The Research Centre for Islamic Legislation and Ethics, sponsored by the generosity of the Qatar Foundation, invited me to present a Christian view on genomic editing at their conference entitled “The Genomic Question and Islamic Ethics” during the first week of April.

I was privileged to be one of a small number of participants from Europe and was fascinated by the large overlap of the ethical issues discussed in my own paper and in those of my Islamic colleagues.

Genome editing in adults with specific diseases caused by single gene mutations holds out real promise for cures with very little ethical concerns other than those common to the introduction of new treatments and such gene editing therapy is to be welcomed and developed.

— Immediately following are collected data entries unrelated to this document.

Issue #1500, opened 2018-11-19
Need (internal?) tokens_split()


kbenoit:
This would resolve the inefficiency noted [here](https://github.com/quanteda/quanteda/issues/1445#issuecomment-440066936) but with a general solution. I actually started writing this based on the (internal) `tokens_segment()` but then went for a quicker fix since I only needed an internal hyphen solution for 
https://github.com/quanteda/quanteda/blob/0dc5b345b4370ca8bc90c8cd0ecd6e4eb687e995/R/tokens.R#L221-L225

Proposal:
```r
tokens_split(x, pattern, valuetype = c("glob", "regex", "fixed"),
  case_insensitive = TRUE, keep_pattern = FALSE)
```
which would be the opposite direction, otherwise similar behaviour, to `tokens_compound()`.

kbenoit:
BTW here I implemented a hyphen-specific version for dfm features [here](https://github.com/quanteda/quanteda/blob/master/R/textstat_lexdiv.R#L283), probably about as efficiently it's possible to do in straight R.

But it's simpler for a dfm easier than for tokens because a) can use column indexing from matrices and b) feature order does not matter for dfm.

kbenoit:
To Do: Reimplement the inefficient solution to #1498 once `tokens_split()` is working.

kbenoit:
Solved in #1520 via `tokens_chunk()`.

PR #1502, opened 2018-11-24
Dev tokens split

koheiw:
This is not passing the test because of the errors potentially relaited to #1285, but the `tokens_split()` and `tokens_replace()` are working. Can @kbenoit check the issue?

If `network::print.summary.character()` is the root cause we should ask the developer to remove the function.

This branch contains a lot of changes because I needed to upgrade `pattern2id` to add multi-multi substitution capability to `tokens_replace()`. `tokens_split()` is relatively simple wrapper to   `tokens_replace()`.


kbenoit:
Sure, I will investigate shortly.

tests/testthat/test-dictionaries.R
```diff
@@ -383,3 +383,42 @@ test_that("dictionary merge values in duplicate keys", {
...
+  
+  ids4 <- quanteda:::pattern2list(dict4, type, "glob", FALSE)
+  expect_identical(unique(names(ids4)), names(dict4))
+})
+
+
+test_that("split_values() handle concatenators correctly", {
+  skip("To be fixed shortly")
+  test_that(
+    quanteda:::split_values(list(A = "a_a", "b_b"), "_", " "),
```
kbenoit: Does this return value make sense? Not really to me, returning two lists after splitting a single-element (top-level) list by a single character.

R/dictionaries.R
```diff
@@ -574,37 +592,48 @@ list2dictionary <- function(dict) {
...
 
-# Import a Lexicoder dictionary
-# dict <- read_dict_lexicoder('/home/kohei/Documents/Dictionary/Lexicoder/LSDaug2015/LSD2015.lc3')
+#' Import a Lexicoder dictionary
+#' 
+#' @param path the path from which to read in the Lexicoder dictionary
+#' @keywords dictionary internal
+#' @examples
+#' \dontrun{
+#' # dict <- read_dict_lexicoder("/home/kohei/Documents/Dictionary/Lexicoder/LSDaug2015/LSD2015.lc3")
```
kbenoit: How about we add these files to `extdata` or somewhere that they can be accessed if a user wants to try them? (And when running `devtools::run_examples()`? I will do the same for my local file references!

koheiw:
On the API design, your suggestion in #1500, looks like 
```r
tokens_segment <- function(x, pattern,
                           valuetype = c("glob", "regex", "fixed"),
                           case_insensitive = TRUE, 
                           extract_pattern = FALSE,
                           pattern_position = c("before", "after"),
                           use_docvars = TRUE) {
}
```
but I think `tokens_split()` will be used for post-processing like `tokens.tokens()`, so `separator` sounds better to me. 

On `glob`, I could not find reason to support that value type here. That is too loose as a patter to split strings. I am even thinking to remove this value type from `corpus_segment()`.

kbenoit:
OK, so let's think of it this way: We have complementary, opposite functions in these pairs:

* `*_segment()`, `*_group()`: These split or merge objects by redefining the _document_ units.
* `*_split()`, `*_compound()`: These split or merge tokens (or features) by redefining the token (or feature) values. These make sense for tokens, but also the approach I used here (for hyphens only) https://github.com/quanteda/quanteda/blob/dev-tokens_split/R/textstat_lexdiv.R#L283 could be generalized for dfm features too, although I not suggesting (right now, anyway) that we generalize expose that function, and since `dfm_compound()` could not be implemented.

So if split and compound are the natural opposites, then it suggests we match the arguments of `tokens_split()` as closely as we can to `tokens_compound()`.

Use cases?

1. Remove internal patterns. This is where I think the glob is (still!) useful, but we would want to disallow single-character patterns that contain a wildcard - so no `"*"` or `"?"`. Otherwise, what's wrong with them?
```r
toks <- tokens("London-Manchester-Dublin Amsterdam-Frankfurt-London")
tokens_split(toks, pattern = "-*-", valuetype = "glob", keep_pattern = FALSE)
# tokens from 1 document.
# text1 :
#  [1] "London"     "Dublin"     "Amsterdam"  "Frankfurt"  "London"  
```
    This is admittedly a very specific and likely, rare use case.

2. To perform, ex post, the `remove_hyphens = TRUE` function that started this thread.

```r
tokens_split(toks, pattern = "-", valuetype = "fixed", keep_pattern = TRUE)
# tokens from 1 document.
# text1 :
#  [1] "London"     "-"          "Manchester" "-"          "Dublin"     "Amsterdam"  "-"         
#  [8] "Frankfurt"  "-"          "London" 
```

3. To reverse `tokens_compound()`.

```r
tokens_compound(
    tokens("multi word expression"), 
    pattern = phrase("multi word expression"), 
    concatenator = "_"
) %>%
    tokens_split("_", valuetype = "fixed", keep_pattern = FALSE)
# tokens from 1 document.
# text1 :
# [1] "multi"      "word"       "expression"
```

Right now, `tokens_split()` can do all but the first. I've used my proposed argument names rather than the ones currently in `tokens_split()`, obviously. My argument for the pattern, valuetype is to continue the very nice consistency we have adopted in using these across the other functions, and to make it complementary to `tokens_compound()`.

kbenoit:
Also we have an edge case failure if the pattern completely matches a token:
```r
toks <- tokens("five-star rating", remove_hyphen = TRUE)
toks
# tokens from 1 document.
# text1 :
# [1] "five"   "-"      "star"   "rating"
tokens_split(toks, "-", "fixed", TRUE)
# Error in if (pattern == "") { : argument is of length zero
# In addition: Warning message:
# In max(stri_length(unlist(pattern, use.names = FALSE))) :
#  
#  Error in if (pattern == "") { : argument is of length zero  
```

Pleased to see that this works as expected:
```r
tokens_split(tokens("One- and two-star ratings -hyphen", what = "fasterword"), "-", "fixed", FALSE)
# tokens from 1 document.
# text1 :
# [1] "One"     "-"       "and"     "two"     "-"       "star"    "ratings" "-"       "hyphen" 
```

koheiw:
I think `*_split()` should have similar API to `*_segment()` than to `*_compound()` because the task is similar. As I mentioned earlier, how glob pattern is treated in `corpus_segment()` makes me feel terribly bad :disappointed:. This is why I think we need some thing different from `pattern`.

If we try to make `tokens_split()` similar to `tokens_compound()`, `concatenator` (or `separator`) is what it needs, not `pattern`.

kbenoit:
Ok, I can live with that for token_split(). Let’s keep it as you’ve done. 

You’re right that `separator` is a good antonym for `concatenator`. Should the default be space or `_`?

But what’s wrong with glob? (Here or in corpus_segment?) if you have an issue with glob in corpus_segment we should open a new issue to discuss. 

I’ll focus on the test failure shortly.

R/dictionaries.R
kbenoit: I'll make this a separate PR.

tests/testthat/test-dictionaries.R
kbenoit: See 118142f and my comments on that commit.

R/dictionaries.R
kbenoit: Moved to #1507.

tests/testthat/test-dictionaries.R
kbenoit: It makes sense to me now - although I changed the test expectation to not expect a name for the second pair of return elements, since none is specified for the `"b_b"`.

kbenoit:
I've approve the PR but:

- I see the problem with glob patterns clearly now, but also think this applied to regex matches, which are indeterminate unless we restrict them to a single character. Should we allow multi-character `separator` patterns? If not, then we really are saying we allow fixed or charclass matches. Since we don't have those implemented (charclass I mean) and we are not checking regex expansion length, I propose we just restrict valuetype to "fixed". We can keep the argument for now, in case we expand it later, but fixed should be enough for the immediate needs. A future feature request to expand the valuetype for this function could address the trickier issues of multi-character separator length.

- 118142f was passing but then I added a breaking test in 2e017b7 that I would have fixed myself, except that it involves the `pattern2id()` / `search_fixed()` functions that you know better than I, so I will let you trap and fix this. (Probably trapping the condition before calling these is better but you might want to fix it more fundamentally.)

Then it's ready to merge IMHO.

kbenoit:
That makes a lot of sense, and then we could enforce the single-character resolution. It would apply not as an additional argument to `valuetype` but as an option for single-character pattern matches such as `separator` or `concatenator`.

koheiw:
Do you want to extend the `valuetype`'s possible values to be `c("glob", "fixed", "regex", "charclass")`?

kbenoit:
That’s one option, but then we would not include the `charclass` option on most usages of `pattern` since very few are expecting the pattern to resolve to a single character, which is how I think of charclass versus a regex that contains a character class. 

We could document this option however in the `valuetype.Rd` man page but explains there that not all arguments are available with every function.

So for this function it would be
```r
tokens_split(x, separator, valuetype = c(“fixed”, “charclass”), ...)
```
that makes sense. And we would exclude multi-character separator patterns, so you can remove the tests that I added but that are currently skipped.

However - can we think of any other functions for which we would allow a `valuetype = “charclass”`?

koheiw:
Sounds good. `tokens_segment()` and `corpus_segment()` should use `separator`.

kbenoit:
Let’s leave the segment commands to another discussion, since I think they need multi-character patterns, and find the existing `corpus_segment()` functionality very useful as is (including with globs!). But I think we’ve come to a good conclusion on `tokens_split()`.

koheiw:
Agreed on `tokens_split()`. I will resurface the idea of `corpus_extract()` and `tokens_extract()` in other place...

With regard to the new ethical issues facing us in the field of genomics today, let alone the potential ones not far away, there was much to discuss about ethical dilemmas involved. Just a small selection of the issues covered during the three days of the conference were:

  • The recent successful births of a ‘three parent’ boy in Mexico and a ‘four parent’ girl in Ukraine by mitochondrial manipulation of a donor egg and embryo respectively
  • The issues arising from early diagnosis of genetic abnormality such as Down’s syndrome by a maternal blood test and whether the aim of eliminating the condition, as Iceland has almost done, is an ethical goal or not
  • Increasing global sex selection abortion made possible by sex determination from a maternal blood test. The current ratio of four men to one woman of reproductive age in China, caused principally by sex selection abortion, led to a headline in the world news during the conference of a man in China who has married a robot because there were not enough women
  • The entry of meat from genetically engineered livestock into the food chain and its possible adverse effects on human health
  • Whether disclosure of ‘incidental findings’ on genetic profiling should be disclosed to the patient or not – such incidental findings could include for example, the discovery that the father of a child is not in fact the biological father – an issue causing great concern in the Islamic world particularly with its emphasis on the importance of lineage

With regard to the theological approaches from an Islamic and Christian perspective, there were four main areas of commonality in the conference presentations:

  • The seriousness of commitment to understanding scriptural texts and how to interpret them
  • The marked differences even between scholars of the same faith in their interpretations and often their conclusions about an appropriate ethical response
  • The accounts of creation and the Fall in both the Koran and the Bible being crucial to our theological anthropologies
  • The aporetic component of our understanding of religious texts

The conference proceedings will be published in due course but my abiding memory of this conference will be one of realisation that Muslim healthcare professionals, philosophers and religious scholars wrestle every bit as much as Christian ones with the issues presented by the genomic revolution which will only accelerate over the next few years.

There is much to be gained by working together where possible on ethical solutions and even where it is not possible, then at least clearly understanding the other’s viewpoint as to why we differ.